When I finish infusing, I remove the needle and place gauze over the mark left along my arm. I don’t apply a Band-Aid because I’ve grown tired of the tediousness of always having to wear one. I discard my syringe and dirty needle in a Sharp’s container, another item that has proven difficult to hide in a college dorm. It’s bulky, painted red, and reads BIOHAZARD on all sides, including top and bottom. I’ve stored this under my bed as well, making that slip of space a veritable casket of secrets.
Now there is nothing more to do but wait for the medicine to take effect. Yet factor is not an instant cure; it takes time to work. So I fluff a pillow underneath my swollen knee, and suppress its dull throb with Tylenol, laying Vicodin at bedside in case it worsens. But I sleep. I wake in an hour and a dull fire jolts through my knee. I wince, but settle back into slumber, hoping that by morning I will be healed.
On a Sunday when the late-summer sun warms the campus, all my suitemates depart for the beach. The summer tourists have returned to their jobs, their public educations, and have left the warm ocean to us. It is like bathwater, my roommate says. He is lean like me, but older. He attended college for a while, flunked out, and is now back to give it another go. And this morning, he rose early to surf and has returned for a late breakfast, but plans to surf again. “It’s too perfect. The waves. The sun. The girls. Fuck studying. You should go.”

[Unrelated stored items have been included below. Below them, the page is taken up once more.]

PR #635, opened 2026-08-21
fix(template): gate GovCloud Cognito trust principals on partition (#632)

### LINKED ISSUE #632: [Bug]:  CognitoAuthorizedRole GovCloud trust principals break commercial upgrades under a restricted permissions boundary (iam:UpdateAssumeRolePolicy AccessDenied)
### Describe the bug

  CognitoAuthorizedRole's AssumeRolePolicyDocument in template.yaml lists the GovCloud Cognito federated principals (cognito-identity-us-gov.amazonaws.com, cognito-identity.us-gov-east-1.amazonaws.com)
  unconditionally, alongside the commercial cognito-identity.amazonaws.com. These principals are present in v0.6.4 but not in earlier releases (e.g. v0.6.1).

  On a commercial-partition upgrade from a release without them, this addition rewrites the existing role's trust policy, which makes CloudFormation call iam:UpdateAssumeRolePolicy. If the stack is deployed
  with a CloudFormation service role whose permissions boundary does not include iam:UpdateAssumeRolePolicy, the update fails:

```
  User: …/CFServiceRole is not authorized to perform: iam:UpdateAssumeRolePolicy
  on resource: role …-CognitoAuthorizedRole-…
  because no permissions boundary allows the iam:UpdateAssumeRolePolicy action (AccessDenied)
```

  The stack then wedges in UPDATE_ROLLBACK_FAILED — and the rollback can't revert the trust policy either (same permission), so it can't self-recover without --resources-to-skip.

  Why the existing design doesn't fully hold

  The code comment explains the intent — list every partition's principal since "only the one matching the deploy region is exercised by STS; the others are inert." That's true for STS auth at runtime, but
  the inert principals are not inert at deploy time: they are part of the trust-policy document, so adding them changes the document, which requires iam:UpdateAssumeRolePolicy on any existing role. Fresh
  creates are fine (the trust policy is set via iam:CreateRole); only upgrades of an existing role hit this.

  **Impact**

  - Commercial deployments upgrading to v0.6.4 under a restricted CFN-service-role boundary fail and wedge the stack.
  - Recovery requires continue-update-rollback --resources-to-skip CognitoAuthorizedRole, and there's no clean forward path without either widening the org boundary or patching the template.

  **Scope / who's affected**

  Triggers only when all of these hold together:
  1. Commercial partition (aws) — GovCloud is correct/intended and unaffected.
  2. An upgrade of an existing stack that first introduces the GovCloud principals — i.e., the trust-policy-changing update of an existing CognitoAuthorizedRole (the jump from a release without them to one
  with them).
  3. A CFN service role with a permissions boundary that omits iam:UpdateAssumeRolePolicy (a boundary that grants iam:CreateRole/UpdateRole/PutRolePolicy but not UpdateAssumeRolePolicy).

  **Not affected:**
  - Fresh creates — the trust policy is set at iam:CreateRole time; no UpdateAssumeRolePolicy call (clean even in commercial + restricted boundary).
  - Deployments with no boundary or a permissive boundary — the update just succeeds.
  - GovCloud — the principals are the intended configuration.
  - Subsequent updates once already on the new version — the trust policy is stable and won't re-trigger, unless a future release changes it again (which is why a permanent partition guard is preferable to a
  one-time boundary widening).

  **Proposed fix**

  Guard the GovCloud principals behind an AWS::Partition condition so commercial partitions render a commercial-only trust policy (identical to prior releases → no trust-policy change → no
  iam:UpdateAssumeRolePolicy call), while GovCloud partitions still get their principals:
```
  Conditions:
    IsGovCloudPartition: !Equals [!Ref "AWS::Partition", "aws-us-gov"]

  # in CognitoAuthorizedRole.AssumeRolePolicyDocument.Statement:
    - Effect: Allow            # commercial — always present
      Principal: { Federated: cognito-identity.amazonaws.com }
      ...
    - !If
      - IsGovCloudPartition
      - { Effect: Allow, Principal: { Federated: cognito-identity-us-gov.amazonaws.com }, ... }
      - !Ref "AWS::NoValue"
    - !If
      - IsGovCloudPartition
      - { Effect: Allow, Principal: { Federated: cognito-identity.us-gov-east-1.amazonaws.com }, ... }
      - !Ref "AWS::NoValue"
```
  This is behavior-neutral for both partitions at runtime and eliminates the upgrade-time trust-policy churn on commercial.

  **Alternatives considered**

  - Document that the CFN service role needs iam:UpdateAssumeRolePolicy — works, but pushes an org-boundary change onto every restricted-boundary adopter for a principal that's never used in commercial.
  - Leave as-is — repeats the wedge for boundary-restricted commercial upgrades.

### To Reproduce

_No response_

### Expected behavior

_No response_

### Screenshots

_No response_

### AWS Region

_No response_

### Accelerator Processing Mode

_No response_

_No response_

### Custom Stack Parameters

_No response_

### Custom Configurations

_No response_

### Output of the 'Troubleshoot' agent (if issue is a document processing failure)

_No response_

### DeepWiki answer link

_No response_

### Additional context

_No response_

rstrahan:
Fixes #632.

## The bug

`CognitoAuthorizedRole` has listed the two GovCloud Cognito federated principals unconditionally since **v0.6.2** (`23e27362c`) — not v0.6.4 as the issue title says; v0.6.4 is just where the reporter landed. The affected upgrade path is any **pre-v0.6.2 → v0.6.2+**.

The report's diagnosis is exactly right. The existing code comment says the non-matching principals are "inert" — true for STS at runtime, but not at deploy time. They are part of the trust-policy document, and changing that document on an **already existing** role is a separate `iam:UpdateAssumeRolePolicy` call. So every commercial upgrade rewrote the trust policy for principals commercial never uses, and under a CloudFormation service role or permissions boundary lacking that action the update failed and wedged in `UPDATE_ROLLBACK_FAILED` — unrecoverable without `--resources-to-skip`, because the rollback needs the same action. Fresh deploys were never affected (`iam:CreateRole` sets the trust policy).

## What this PR changes

**1. The fix** — new `IsGovCloudPartition` condition; both GovCloud statements wrapped in `!If [..., !Ref "AWS::NoValue"]`, as proposed in the issue.

Verified churn-free in **both** directions:
- Commercial renders a document byte-identical to `v0.6.1` (I diffed it — the surviving statement is unchanged), so CloudFormation sees no diff and makes no API call.
- GovCloud keeps all three statements, so GovCloud stacks already on v0.6.2+ see no diff either. Both GovCloud statements stay present because the Cognito principal is per-**region**, not per-partition; gating on region would churn deployed GovCloud stacks for no benefit.

**2. The blast radius was wider than reported.** The issue frames condition 3 as a customer permissions boundary that omits the action. But the CloudFormation service role **this repo ships** (`iam-roles/cloudformation-management/IDP-Cloudformation-Service-Role.yaml`) granted `iam:CreateRole`/`UpdateRole`/`PutRolePolicy` and **not** `iam:UpdateAssumeRolePolicy` — the string appeared nowhere in the repo. So anyone following our own documented service-role setup hit this, boundary or not.

That role (and its README) now also grant `iam:UpdateAssumeRolePolicy`, `iam:PutRolePermissionsBoundary` and `iam:DeleteRolePermissionsBoundary`. The partition guard fixes *this* trust-policy change; these grants mean the *next* one — or any change to the `PermissionsBoundaryArn` parameter — can't wedge anyone either.

**3. Why CI didn't catch it.** `scripts/sdlc/validate_service_role_permissions.py` runs on every MR to develop and exists to catch exactly this. It had been **passing vacuously**: the IAM comparison crashed on the first `Fn::If`-wrapped inline policy and a broad `except` printed the `AttributeError` and returned an *empty* action set — so "no missing IAM permissions" meant "nothing was compared". It extracted **0** actions from `template.yaml` before this PR, 44 after. It now walks intrinsics tolerantly, fails loudly on an unparseable template instead of degrading to "nothing required", and additionally derives the IAM **control-plane** actions CloudFormation needs to *manage* the roles our templates declare — not just the actions those roles grant, which was the blind spot that let this class of bug through.

**4. Operator-facing** — `docs/troubleshooting.md` gains the symptom plus the `continue-update-rollback --resources-to-skip` recovery, and the service-role README explains why create-time permissions aren't sufficient.

## Tests

`scripts/sdlc/tests/test_iam_trust_policy_partitions.py` — contains a small three-valued (`True`/`False`/undecidable) CloudFormation condition evaluator, so the assertions are semantic rather than structural. It **renders every IAM role's trust policy in every role-declaring template, per partition**, treating parameter-driven conditions as "either branch reachable" — so the guarantee holds for all parameter combinations, not one sampled deployment. It then asserts:

- no GovCloud/China-only principal survives a **commercial** rendering (18 templates, 43 trust policies);
- the commercial Cognito document matches the pre-v0.6.2 one **byte-for-byte** (a statement count wouldn't catch a reorder that still triggers the API call);
- GovCloud keeps all three principals;
- each statement's OIDC condition-key namespace matches its own principal — those namespaces are literal map keys that can't be built with `Fn::Sub`, so they're hand-copied per statement, and a copy-paste slip yields a trust policy that validates fine but authorizes nobody (the original GovCloud symptom, `InvalidIdentityPoolConfigurationException`);
- the shipped service role grants the update-only actions, and the README hasn't drifted from it.

`test_validate_service_role_permissions.py` pins the validator's tolerant walk and control-plane derivation, including a regression test that extraction is never silently empty.

**Coverage was double-checked against ground truth, which found three gaps in my own first pass** (second commit): it was scanning gitignored `.aws-sam/build/` copies; two role-declaring template groups (`iam-roles/`, `scripts/sdlc/cfn/`) sat outside the globs while the template *count* still looked healthy; and a partition-specific principal could have been smuggled in via `!FindInMap` on `AWS::Partition` (this repo already has a partition Mapping) since the renderer left `FindInMap` opaque. All three are fixed, and `test_every_role_declaring_template_is_scanned` now asks `git grep -l AWS::IAM::Role` for the real list so the globs can't go stale silently.

**Everything is mutation-verified** — each check was confirmed to fail when the thing it guards is broken:

| Mutation | Result |
|---|---|
| Revert the partition guard | 2 tests fail |
| Drop `iam:UpdateAssumeRolePolicy` from the service role | test fails **and** the CI validator reports `❌ Missing IAM permissions` |
| Copy-paste slip in a GovCloud condition-key namespace | namespace test fails |
| Gov principal appended to a role in `patterns/unified/template.yaml` | caught (proves multi-template coverage) |
| Same principal smuggled via `!FindInMap` | caught |
| Remove a glob from `TEMPLATE_GLOBS` | coverage guard fails |

Local: `scripts/sdlc/tests` 240 passed, `lib/idp_sdk/tests/unit` 300 passed, `cfn-lint` clean on both changed templates (only pre-existing `W1028`s elsewhere), `ruff check`/`format` clean, `make check-arn-partitions` clean.

## Upgrade notes

- Anyone **currently wedged**: `aws cloudformation continue-update-rollback --stack-name <StackName> --resources-to-skip <StackName>-CognitoAuthorizedRole`, then upgrade to a release containing this fix. Worth checking drift on that role afterwards — skipping it leaves CloudFormation's recorded state diverged from IAM, and this fix lands them back on the document IAM actually holds.
- Anyone **already on v0.6.2–v0.6.4** with a permissive boundary: upgrading shrinks the trust policy back, which is one more `UpdateAssumeRolePolicy` call. They already have the permission, so it succeeds.
- **GovCloud**: no change in rendered output.

## Note for reviewers

`make test` is currently broken on `develop`, independently of this PR: `feature-platform/seller-entitlement-service/tests` (added in `3de5c47ea`) isn't registered in `scripts/run_all_tests.py`, and the registry guard hard-errors before running anything. I left it alone as unrelated scope and ran the affected suites directly; worth a one-line follow-up.


rstrahan:
Follow-up commit: the first CI run passed, but checking *what* it ran exposed two gaps.

**1. `scripts/sdlc/tests` wasn't in the GitHub Actions gate at all** — so the new trust-policy guards (and the 230 existing tests there, including the API-security cases) ran only on developers' machines and the green check above didn't actually execute them. That's precisely the situation `test-packages-cicd` was created to end, per its own comment, so the suite is now part of it. Verified green with no AWS credentials or config on PATH.

**2. `make test` was hard-erroring on develop before running anything** — `feature-platform/seller-entitlement-service/tests` (added in `3de5c47ea`) was in neither `RUN_ROOTS` nor `QUARANTINE`, and the registry guard treats an unclassified test directory as fatal. It's already run explicitly by `make test-packages-cicd`, i.e. known green headless, so it's now registered. This is the follow-up I flagged in the PR description — folding it in here since it otherwise blocks the full-suite run.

“Maybe another time. I can’t today.”
“What could be so important?”
I can’t tell him, but today, I must drive three hours to Chapel Hill to refill my prescriptions. It is a secret mission, muling drugs from pharmacy to college dorm room. My monthly dose of AZT is almost out and I need factor, neither of which can be gotten in local pharmacies.
I fuel up and as I drive west on I-40, I notice the other cars heading east toward the shore. I spy their towels, their inflated balls, their Frisbees, and can even smell their sun-tanning lotion. I drive on, stopping for a quick lunch, and at one o’clock, after having parked in the garage and walked over the bridgeway to UNC’s pharmacy located on the ground level of the main hospital, I arrive. I pull a number and wait for the pharmacist to call me. A half hour passes.
“Number 215,” I hear. I rise. I go to the window.
“Yes, your name, please,” the pharmacist asks, her thin glasses sliding down her thick nose.
“Shelby Smoak. I’m here to pick up my factor along with a prescription. It was phoned in earlier this week by Dr. Trum.”
She types. “Oh, yes. Here it is.” She leaves and then returns with the AZT, laying it on the counter while reading the computer screen. “It says here that your other prescription is in our fridge. I’ll have to go get that.” And she departs, but soon lobs back with a heavy paper bag that she sets
beside the AZT. “There was a problem with insurance,” she says casually. “They denied coverage on you, so you’ll need to pay the balance and work it out with them to get reimbursed.”
I breathe deeply; I don’t have any money for this. But then I remember the emergency credit card Dad gave me. “Okay. I’ll need to make a quick call first. How much will I owe?”